Great additions. The most important contribution of Disrupting Class may have been the vivid pictures of the future. I'm also fond of the short piece by Bror Saxberg and Gerald Huff in EdNext: http://educationnext.org/full-immersion-2025/
But compared to all of these, I intentionally picked a shorter timeline of just a few years from now--an extension of existing practice with tools in development and not a prediction.

Steven Strull
4/7/2010

Greetings Tom - while I have no doubt this future is coming (indeed is probably already here) and I have chosen to embrace it, I can't help but wonder what the adults are doing. I'm not reading a lot about how kids, teachers, and other adults from the school and community will be interracting - learning from each other.
What lessons must be taught person to person?

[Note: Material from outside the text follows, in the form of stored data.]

PR #504, opened 2024-11-14
Update sanitize_allowlist

afgane:


nuwang (approved):

galaxy/values.yaml
```diff
@@ -600,31 +600,41 @@ configs:
     </workflow_schedulers>
   sanitize_allowlist.txt: |
     toolshed.g2.bx.psu.edu/repos/bgruening/diff/diff/3.7+galaxy0
+    toolshed.g2.bx.psu.edu/repos/bgruening/pharmcat/pharmcat/1.7.0+galaxy0
     toolshed.g2.bx.psu.edu/repos/bgruening/pharmcat/pharmcat/1.3.1+galaxy0
     toolshed.g2.bx.psu.edu/repos/crs4/taxonomy_krona_chart/taxonomy_krona_chart/2.7.1+galaxy0
+    toolshed.g2.bx.psu.edu/repos/devteam/fastqc/fastqc/0.74+galaxy1
```
dannon, line 606: Random thought -- we made these support a base path match, so you could probably consolidate safe, trusted tools like:

```
toolshed.g2.bx.psu.edu/repos/devteam/fastqc/
```

(or shorter, but per-tool seems like good granularity)

afgane: Nice, thanks for pointing that out. I'll do that in a bit.

PR #506, opened 2024-11-22
Refactor helm chart, splitting operator deps into separate chart

nuwang:
ToDo:
- [ ] Should we version the two charts separately or together?
- [ ] Should we bundle in the NFS chart with `galaxy-deps` for convenience? or disable the alien cache by default?


afgane:
I feel separate versioning is better suited for us. The Galaxy chart is likely to advance much more frequently than the deps one as we tend to not seek latest features in most of our deps.

Bundling the NFS chart seems like a reasonable thing to do so all the deps are captured.

nuwang:
Versioning separately is ok, but we would have to make the bundling logic much more sophisticated. We would probably have to detect which subfolder changed, and then bump versions accordingly. There's also the complication of which chart a  "minor/major" label applies to. Alternatively, we would need to maintain a separate chart. Maybe this is a separate thing that @ksuderman can help with, since he's done a lot of the packaging work.

afgane:
Hmm, now I'm not so sure separate versioning is not worth it because the packaging seems like a bit of magic as is placing things a various places, which leads to playing pacman to find it all... But if we version it together, how will the upgrade process on a deployed instance look? Will all the deps get rotated every time?

ksuderman:
Would it be better to separate the `galaxy-deps` chart into its own repository and package/deploy it separately?  That would clean up versioning and packaging issues.

nuwang:
Ok, I'll split it out into a new repository

afgane:
I'd just suggest naming the repo (and the chart) `galaxy-helm-deps` so it is more clear that it applies to the Helm chart.

nuwang:
Removed versioning labels because we want to get all breaking changes into v6 in one go.

nuwang:
Deps moved to: https://github.com/galaxyproject/galaxy-helm-deps

afgane (approved):
I tested this manually and installing the charts, running tools, and uninstalling the charts works as expected. Much more reliable than before!

PR #511, opened 2025-03-07
Add affinity to pgcluster

almahmoud:


nuwang (commented):
`operatorSpecExtra` allows all additional settings to be passed in. Just wondering whether you spotted that? We can add affinity in of course, but just depends on your needs.

almahmoud:
Just did this quickly when saw the conversation on slack about `nodeSelector`, didn't notice the other one, that's probably enough, can close this

PR #1839, opened 2018-06-05
guard ancestors

janbiedermann:
otherwise `Opal.is_a({}, Opal.Array)` will fail
this was previously automatically guarded by a `while (module) {`

### DIFF
--- a/opal/corelib/runtime.js
+++ b/opal/corelib/runtime.js
@@ -1177,6 +1177,8 @@
 
   // The Array of ancestors for a given module/class
   Opal.ancestors = function(module) {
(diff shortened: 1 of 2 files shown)


iliabylich:
LGTM. Could you add a simple test for this please to avoid potential regression in the future? `spec/opal/core/runtime/is_a_spec.rb` is a good place for this:
``` ruby
it 'works for non-Opal objects' do
  `Opal.is_a({}, Opal.Array)`.should == false
end
```

janbiedermann:
added your test

iliabylich:
Thank you!

PR #1842, opened 2018-06-08
String improvements

iliabylich:
+ `String#to_r`
+ `String#to_c`
+ `String#match?`
+ `String#unicode_normalize` (returns `self`)
+ `String#unicode_normalized?` (returns `true`)


iliabylich:
@elia ping

elia:
@iliabylich thanks, sorry for the delay

PR #1844, opened 2018-06-14
Simplify args compilation

iliabylich:
This is mostly a refactoring, I've attempted it multiple times but had to give up every time. Finally it's done.

1. Added `MlhsArgs` rewriter that converts `def m( (a, b) )` to `def m($mlhs1); a, b = $mlhs1`. It removes all ugly stuff like `mlhs_mapping` from the `DefNode` and `NodeWithArgs`
2. Added `InlineArgs` rewriter that creates virtual AST nodes for arguments initialization and insert them in the method body. I've added some comments, hope it's clear enough. It removes ugly stuff like `scope.working_arguments` and `scope.kwargs_initialized` and a horrible `PostArgs` node.
3. Extracted arity checking to `arity_check` and `iter_arity_check` nodes.
4. Extracted code responsible for `Method#parameters` to a separate class.


iliabylich:
@elia Sorry for delay, anything else?

elia:
@iliabylich sorry, this one went out of the radar 😅

PR #1848, opened 2018-07-01
Fixed Kernel#public_methods to return instance methods if argument is false

ysakasin:
`Kernel#public_methods` is a alias of `Kernel#methods` in opal (#909). But their behavior is not same in MRI. This PR fixed it.

Here is an example.
``` ruby
class Child
  def foo
    "foo"
  end
end

c = Child.new

def c.bar
  "bar"
end


p c.public_methods(false) #=> [:bar, :foo]
p c.methods(false)        #=> [:foo]
```

`methods(false)` returns only singular methods, but`public_methods(false)` returns singular methods and instance methods.

### ruby-doc
- [Object#public_methods](https://ruby-doc.org/core-2.5.1/Object.html#method-i-public_methods)
- [Object#methods](https://ruby-doc.org/core-2.5.1/Object.html#method-i-methods)

### DIFF
--- a/CHANGELOG.md
+++ b/CHANGELOG.md
@@ -104,6 +104,7 @@ Whitespace conventions:
 - Fixed `pattern` argument handling for `Enumerable#grep` and `Enumerable#grep_v`. (#1757)
 - Raise `ArgumentError` instead of `TypeError` from `Numeric#step` when step is not a number. (#1757)
 - At run-time `LoadError` wasn't being raised even with `Opal.config.missing_require_severity;` set to `'error'`.
+- Fixed `Kernel#public_methods` to return instance methods if the argument is set to false.
 
 
 ## [0.11.0] - 2017-12-08
--- a/opal/corelib/kernel.rb
+++ b/opal/corelib/kernel.rb
@@ -52,7 +52,15 @@ module Kernel
     }
   end
 
-  alias public_methods methods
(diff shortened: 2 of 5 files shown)


ysakasin:
CI seems to have error due to installing jruby... Test cases doesn't fail.

Could someone restart build?

elia:
@ysakasin great!

Can you also remove [these lines](https://github.com/opal/opal/blob/0-11-stable/spec/filters/bugs/kernel.rb#L56-L59) to enable the related Ruby Spec examples?

elia:
@ysakasin I restarted the build and tried to upgrade the jruby version, both without success, I'll merge anyway after the Ruby Spec examples are activated/checked. 👍🏼

ysakasin:
@elia Thanks for reviewing.

I enabled a Ruby Spec example and pushed additional fix.
We can't enable these lines because opal can't distinguish between public and private method.
- `Kernel#public_methods when passed false returns a list of public methods in without its ancestors`
- `Kernel#public_methods when passed nil returns a list of public methods in without its ancestors`

Also this line already removed in master: `Kernel#public_methods returns a list of the names of publicly accessible methods in the object and its ancestors and mixed-in modules`

elia:
👍🏼

ysakasin:
Thank you merging!

PR #1863, opened 2018-07-15
fix String.encoding for "use strict"

janbiedermann:
ES5/"use strict"; make properties of primitives read only, assigning to encoding fails with a TypeError, assignment to read only property.

This patch works around this restriction by using a simple proxy object for encoding.

### DIFF
--- a/opal/corelib/runtime.js
+++ b/opal/corelib/runtime.js
@@ -54,6 +54,9 @@
   // The Opal object that is exposed globally
   var Opal = this.Opal = {};
 
+  // in strict mode eval doesn't introduce a new variable into the outer context.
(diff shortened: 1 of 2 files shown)


janbiedermann:
ES6 modules use "use strict" by default.

janbiedermann:
So this doesn't work for now, as the encoding is not set on the instance, but on the prototype instead.
Silly.

janbiedermann:
New fix is to just comment the assignment. Tests pass, though force_encoding now is mostly useless.

Mogztter:
@janbiedermann What about:

```js
var result = new String(self.toString())
Object.defineProperty(result, 'encoding', {
  value: encoding,
  writable: true
})
return result
```

janbiedermann:
superseded by PR#1970

PR #1885, opened 2018-09-11
Add Date#next_year and Date#prev_year

elia:
See ruby-doc.org/stdlib-2.5.0/libdoc/date/rdoc/Date.html#method-i-next_year

Completes and closes #1758


stdlib/date.rb
```diff
@@ -347,6 +347,11 @@ def gregorian_leap?(year)
   end
 
   def initialize(year = -4712, month = 1, day = 1, start = ITALY)
+    %x{
+      if (year === 1582 && month === 10 && day > 4 && day < 15) {
+        day = 4;
```
iliabylich: Is it necessary? If so maybe it makes sense to add a comment?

How will children and teachers organize themselves in schools? Will ed schools and other teacher preparation programs link coaching with teaching? What role will the adult or adults have in the lived experience of a wired student? What of judgement, empathy, experience, and equity?
And when we finally shed that 1950's classroom relic what will be the "important work" that children and teachers will do together?

Replies

Tom Vander Ark
4/7/2010

Great questions. These postcards are the student experience--there's obviously a host of learning professionals behind them including teachers, online teachers, advisors, mentors, tech specialists, content developers, etc.
Most kids will be in blended environments (online & onsite) because parents and kids appreciate the benefits. Onsite learning will remain particularly important for advisory & guidance, tutoring & mentoring, application & integration, and some seminars/solons.
With all the different blends, I think it will be important to link preparation/development to the format--network specific, like High Tech High's graduate school.